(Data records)

##############################

PR #20807, opened 2025-10-10
[ty] Add some completion ranking improvements

BurntSushi:
This PR contains a few improvements for completions:

* We now take the text that has been typed into consideration when
generating completions in all cases. Previously, we only did this for
auto-import completions.
* The keyword values `None`, `True` and `False` are now included in
scoped completions.
* Completions are not shown within comments.
* Completions are not shown within strings.
* Completions are _still_ shown within the interpolated segments of
f-strings and t-strings.

We add some new evaluation tasks to capture some of these cases. (And
lots of tests for the string detection logic.)

**Note:** I did make some changes to the `TokenFlags` representation.
I'm open to other ideas. But I wanted to flag this since `TokenFlags`
is used within the representation of a `Token`, which is a fundamental
data type inside of Ruff. Thankfully, even though `TokenFlags` gets
bigger, `Token` itself does not (because of padding/alignment).

### DIFF
--- a/crates/ty_completion_eval/completion-evaluation-tasks.csv
+++ b/crates/ty_completion_eval/completion-evaluation-tasks.csv
@@ -7,7 +7,7 @@ import-deprioritizes-sunder,main.py,0,1
 internal-typeshed-hidden,main.py,0,4
 none-completion,main.py,0,11
 numpy-array,main.py,0,
-numpy-array,main.py,1,
+numpy-array,main.py,1,1
 object-attr-instance-methods,main.py,0,1
 object-attr-instance-methods,main.py,1,1
 raise-uses-base-exception,main.py,0,2


crates/ty_ide/src/completion.rs
```diff
@@ -235,19 +249,61 @@ pub fn completion<'db>(
...
+        ("False", KnownClass::Bool),
+    ];
+    for (name, known) in keywords {
+        if !query.is_match_symbol_name(name) {
+            continue;
+        }
+        completions.push(Completion {
+            name: ast::name::Name::new(name),
+            insert: None,
+            ty: Some(known.to_class_literal(db)),
```
AlexWaygood: `True` is an instance of the `bool` class; it is not the `bool` class object itself. So IIUC what's going on here, this should be

```suggestion
            ty: Some(known.to_instance(db)),
```

(the same applies for the other two keywords)

But also, a more precise type for `True` than `bool` is `Literal[True]` (`Type::BooleanLiteral(true)` in our representation). None is just an instance of `NoneType`, though; there's no more precise type there.

BurntSushi: Derp. Fixed!

crates/ty_ide/src/completion.rs
```diff
@@ -235,19 +249,61 @@ pub fn completion<'db>(
...
+///
+/// Note that at present, these should only be added to "scoped"
+/// completions. i.e., This will include `None`, `True`, `False`, etc.
+fn add_keyword_value_completions<'db>(
+    db: &'db dyn Db,
+    query: &QueryPattern,
+    completions: &mut Vec<Completion<'db>>,
+) {
+    let keywords = [
+        ("None", KnownClass::NoneType.to_instance(db)),
```
AlexWaygood: (sorry for the back-and-forth on this) -- I now remember that we actually have a helper function for getting "instance of `NoneType`" specifically, since that's quite common in ty:

```suggestion
        ("None", Type::none(db)),
```

crates/ruff_python_parser/src/token.rs
```diff
@@ -729,25 +735,27 @@ impl fmt::Display for TokenKind {
 
 bitflags! {
     #[derive(Clone, Copy, Debug, PartialEq, Eq)]
-    pub(crate) struct TokenFlags: u8 {
+    pub struct TokenFlags: u16 {
         /// The token is a string with double quotes (`"`).
         const DOUBLE_QUOTES = 1 << 0;
+        /// The token is a string with single quotes (`'`).
+        const SINGLE_QUOTES = 1 << 1;
```
AlexWaygood: This has a _bit_ of a bad smell for me, because for all the `*Flags` structs in the `ruff_python_ast` crate, we simply use the absence of the `DOUBLE_QUOTES` flag to determine if a string uses single quotes. This change reduces the symmetry between this bitflag and all those bitflags:

https://github.com/astral-sh/ruff/blob/dc64c086336148c57db14060c86f448351710b2e/crates/ruff_python_ast/src/nodes.rs#L809-L833

https://github.com/astral-sh/ruff/blob/dc64c086336148c57db14060c86f448351710b2e/crates/ruff_python_ast/src/nodes.rs#L1398-L1431

https://github.com/astral-sh/ruff/blob/dc64c086336148c57db14060c86f448351710b2e/crates/ruff_python_ast/src/nodes.rs#L1826-L1850

https://github.com/astral-sh/ruff/blob/dc64c086336148c57db14060c86f448351710b2e/crates/ruff_python_ast/src/nodes.rs#L2021-L2075

It seems what you're looking for is a way to determine whether a token with `TokenKind::Unknown` represents an unclosed string. So maybe we could just have an `IS_STRING` (or `ANY_STRING`?) flag that is always set when the lexer starts lexing a string? Something like this?

```diff
--- a/crates/ruff_python_parser/src/lexer.rs
+++ b/crates/ruff_python_parser/src/lexer.rs
@@ -760,10 +760,10 @@ impl<'src> Lexer<'src> {
         #[cfg(debug_assertions)]
         debug_assert_eq!(self.cursor.previous(), quote);
 
+        self.current_flags |= TokenFlags::IS_STRING;
+
         if quote == '"' {
             self.current_flags |= TokenFlags::DOUBLE_QUOTES;
-        } else if quote == '\'' {
-            self.current_flags |= TokenFlags::SINGLE_QUOTES;
         }
 
         if self.cursor.eat_char2(quote, quote) {
@@ -924,10 +924,10 @@ impl<'src> Lexer<'src> {
         #[cfg(debug_assertions)]
         debug_assert_eq!(self.cursor.previous(), quote);
 
+        self.current_flags |= TokenFlags::IS_STRING;
+
         if quote == '"' {
             self.current_flags |= TokenFlags::DOUBLE_QUOTES;
-        } else if quote == '\'' {
-            self.current_flags |= TokenFlags::SINGLE_QUOTES;
         }
 
         // If the next two characters are also the quote character, then we have a triple-quoted
diff --git a/crates/ruff_python_parser/src/token.rs b/crates/ruff_python_parser/src/token.rs
index c26254f23f..329c65812c 100644
--- a/crates/ruff_python_parser/src/token.rs
+++ b/crates/ruff_python_parser/src/token.rs
@@ -736,10 +736,12 @@ impl fmt::Display for TokenKind {
 bitflags! {
     #[derive(Clone, Copy, Debug, PartialEq, Eq)]
     pub struct TokenFlags: u16 {
+        /// The token is probably a string.
+        /// Note that this will not only be set for string tokens, but also for
+        /// tokens with [`TokenKind::Unknown`] that the lexer suspects to be strings.
+        const IS_STRING = 1 << 0;
         /// The token is a string with double quotes (`"`).
-        const DOUBLE_QUOTES = 1 << 0;
-        /// The token is a string with single quotes (`'`).
-        const SINGLE_QUOTES = 1 << 1;
+        const DOUBLE_QUOTES = 1 << 1;
         /// The token is a triple-quoted string i.e., it starts and ends with three consecutive
         /// quote characters (`"""` or `'''`).
         const TRIPLE_QUOTED_STRING = 1 << 2;
@@ -844,12 +846,12 @@ impl TokenFlags {
         self.intersects(TokenFlags::RAW_STRING)
     }
 
-    /// Returns `true` when the flags contain an explicit double or single quotes.
+    /// Returns `true` if this token is probably a string.
     ///
-    /// This is useful for determining whether an "unknown" token corresponds
-    /// to the start of a string.
-    pub const fn has_quotes(self) -> bool {
-        self.intersects(TokenFlags::DOUBLE_QUOTES) || self.intersects(TokenFlags::SINGLE_QUOTES)
+    /// Note that this may be set for tokens with [`TokenKind::Unknown`]
+    /// as well as for tokens with [`TokenKind::String`].
+    pub const fn is_string(self) -> bool {
+        self.intersects(TokenFlags::IS_STRING)
     }
 }
 
diff --git a/crates/ty_ide/src/completion.rs b/crates/ty_ide/src/completion.rs
index 2322389222..2a8be276b4 100644
--- a/crates/ty_ide/src/completion.rs
+++ b/crates/ty_ide/src/completion.rs
@@ -863,10 +863,10 @@ fn is_in_unclosed_string(parsed: &ParsedModuleRef, offset: TextSize) -> bool {
     for (i, t) in tokens.iter().enumerate().rev() {
         match t.kind() {
             TokenKind::Unknown => {
-                // It's possible to lex an unknown token with single/double
-                // quotes. If we got here, then we assume it is the opening
-                // of an unclosed string.
-                if t.flags().has_quotes() {
+                // If the file is currently invalid syntax, the token kind may be
+                // `TokenKind::Unknown`, so also check the flags to see if the
+                // lexer suspects that it's dealing with a string.
+                if t.flags().is_string() {
                     return true;
                 }
                 // Otherwise, we permit any kind of unknown token to be
```

crates/ty_ide/src/completion.rs
```diff
@@ -729,6 +792,137 @@ fn import_tokens(tokens: &[Token]) -> Option<(&Token, &Token)> {
...
+    if !matches!(last.kind(), TokenKind::Name) {
+        return None;
+    }
+    // This one's weird, but if the cursor is beyond
+    // what is in the closest `Name` token, then it's
+    // likely we can't infer anything about what has
+    // been typed. This likely means there is whtiespace
+    // or something that isn't represented in the token
+    // stream. So just give up.
+    if last.range().end() < offset {
```
```suggestion
    if last.end() < offset {
```

crates/ty_ide/src/completion.rs
```diff
@@ -729,6 +792,137 @@ fn import_tokens(tokens: &[Token]) -> Option<(&Token, &Token)> {
...
+        return None;
+    }
+    Some(source.as_str()[last.range()].to_string())
```
```suggestion
    Some(source[last.range()].to_string())
```

crates/ty_ide/src/completion.rs
```diff
@@ -2790,12 +2953,7 @@ f = Foo()
         // but we instead fall back to scope based completions. Since
         // we're inside a string, we should avoid giving completions at
         // all.
```
AlexWaygood: you can delete the TODO comment here -- it's now done :-)

crates/ruff_python_parser/src/token.rs
MichaReiser: Hmm, I think my preferred solution would just be to always lex strings as strings, even if they're unclosed. But I'd have to play with it to see if this breaks any assumptions in Ruff

MichaReiser: I'll give this a try Tomorrow.

sharkdp:
I planned to take a look at this, but it looks like we have two reviews already.

crates/ruff_python_parser/src/token.rs
MichaReiser: See https://github.com/astral-sh/ruff/pull/20848

I'll rebase this PR once https://github.com/astral-sh/ruff/pull/20848 lands

MichaReiser:
Hmm, I think the evaluation results differ between mac and linux?

crates/ty_python_semantic/src/types.rs
```diff
@@ -67,7 +67,7 @@ use crate::types::visitor::any_over_type;
 use crate::unpack::EvaluationMode;
 pub use crate::util::diagnostics::add_inferred_python_version_hint_to_diagnostic;
 use crate::{Db, FxOrderSet, Module, Program};
-pub(crate) use class::{ClassLiteral, ClassType, GenericAlias, KnownClass};
+pub use class::{ClassLiteral, ClassType, GenericAlias, KnownClass};
```
```suggestion
pub(crate) use class::{ClassLiteral, ClassType, GenericAlias, KnownClass};
```

crates/ty_python_semantic/src/types/class.rs
```diff
@@ -4556,7 +4556,7 @@ impl KnownClass {
     /// the class. If this class is generic, this will use the default specialization.
     ///
     /// If the class cannot be found in typeshed, a debug-level log message will be emitted stating this.
-    pub(crate) fn to_instance(self, db: &dyn Db) -> Type<'_> {
+    pub fn to_instance(self, db: &dyn Db) -> Type<'_> {
```
```suggestion
    pub(crate) fn to_instance(self, db: &dyn Db) -> Type<'_> {
```

MichaReiser:
Sorry @BurntSushi, I'll squash-merge the commits because @AlexWaygood and I don't have as good a commit hygiene as you.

##############################

Work to be completed: Look through the entries for lines containing the word "these" and return each one.

Result below:
We add some new evaluation tasks to capture some of these cases. (And
+/// Note that at present, these should only be added to "scoped"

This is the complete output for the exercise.